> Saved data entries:
* * * * * * *

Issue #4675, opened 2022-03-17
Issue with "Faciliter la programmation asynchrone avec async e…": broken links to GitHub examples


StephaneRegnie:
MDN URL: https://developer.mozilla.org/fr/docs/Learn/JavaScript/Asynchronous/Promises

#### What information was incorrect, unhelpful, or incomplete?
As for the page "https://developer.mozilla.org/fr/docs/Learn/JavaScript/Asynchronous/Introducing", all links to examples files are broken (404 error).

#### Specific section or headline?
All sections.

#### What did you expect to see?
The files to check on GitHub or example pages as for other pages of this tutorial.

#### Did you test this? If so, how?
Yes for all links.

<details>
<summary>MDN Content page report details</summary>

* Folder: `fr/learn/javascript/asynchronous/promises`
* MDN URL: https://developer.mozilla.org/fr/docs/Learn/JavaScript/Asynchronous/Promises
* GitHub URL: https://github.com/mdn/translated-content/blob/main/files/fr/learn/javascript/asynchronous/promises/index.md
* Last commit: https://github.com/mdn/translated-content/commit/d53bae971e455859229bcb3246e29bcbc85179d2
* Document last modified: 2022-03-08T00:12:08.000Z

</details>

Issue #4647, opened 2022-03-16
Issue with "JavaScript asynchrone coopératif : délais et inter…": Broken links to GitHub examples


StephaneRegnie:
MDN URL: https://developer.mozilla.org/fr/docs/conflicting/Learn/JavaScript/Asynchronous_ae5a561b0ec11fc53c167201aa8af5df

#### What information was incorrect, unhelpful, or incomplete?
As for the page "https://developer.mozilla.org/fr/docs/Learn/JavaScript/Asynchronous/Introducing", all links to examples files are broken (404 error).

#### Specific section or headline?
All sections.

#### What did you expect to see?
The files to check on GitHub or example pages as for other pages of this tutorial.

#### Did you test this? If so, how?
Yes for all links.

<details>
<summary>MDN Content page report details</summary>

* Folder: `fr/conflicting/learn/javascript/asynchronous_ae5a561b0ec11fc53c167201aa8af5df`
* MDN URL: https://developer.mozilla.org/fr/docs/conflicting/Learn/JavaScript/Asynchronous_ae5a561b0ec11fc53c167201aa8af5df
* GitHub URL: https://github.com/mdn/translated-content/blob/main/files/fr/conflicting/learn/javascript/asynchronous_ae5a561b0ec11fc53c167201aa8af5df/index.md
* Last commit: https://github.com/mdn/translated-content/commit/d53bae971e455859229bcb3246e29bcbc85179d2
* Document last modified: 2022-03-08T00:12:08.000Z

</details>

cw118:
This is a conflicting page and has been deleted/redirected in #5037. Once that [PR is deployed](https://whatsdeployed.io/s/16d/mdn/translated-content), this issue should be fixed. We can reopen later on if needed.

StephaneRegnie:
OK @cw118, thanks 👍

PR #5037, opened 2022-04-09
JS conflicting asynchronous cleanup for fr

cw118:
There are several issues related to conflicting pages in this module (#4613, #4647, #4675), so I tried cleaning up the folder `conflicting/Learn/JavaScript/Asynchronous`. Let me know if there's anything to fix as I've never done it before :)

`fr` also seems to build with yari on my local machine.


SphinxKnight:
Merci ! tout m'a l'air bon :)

* * * * * * *

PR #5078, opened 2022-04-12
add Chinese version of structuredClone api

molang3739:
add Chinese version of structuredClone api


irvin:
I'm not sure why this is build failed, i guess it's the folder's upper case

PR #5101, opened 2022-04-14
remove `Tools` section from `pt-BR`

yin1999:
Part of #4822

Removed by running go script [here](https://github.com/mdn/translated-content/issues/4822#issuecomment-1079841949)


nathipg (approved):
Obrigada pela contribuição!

* * * * * * *

> EXERCISE PROMPT: All lines of the data above that include the word "with" must be shown.

> SOLUTION TO THIS EXERCISE:
Issue with "Faciliter la programmation asynchrone avec async e…": broken links to GitHub examples
Issue with "JavaScript asynchrone coopératif : délais et inter…": Broken links to GitHub examples
`fr` also seems to build with yari on my local machine.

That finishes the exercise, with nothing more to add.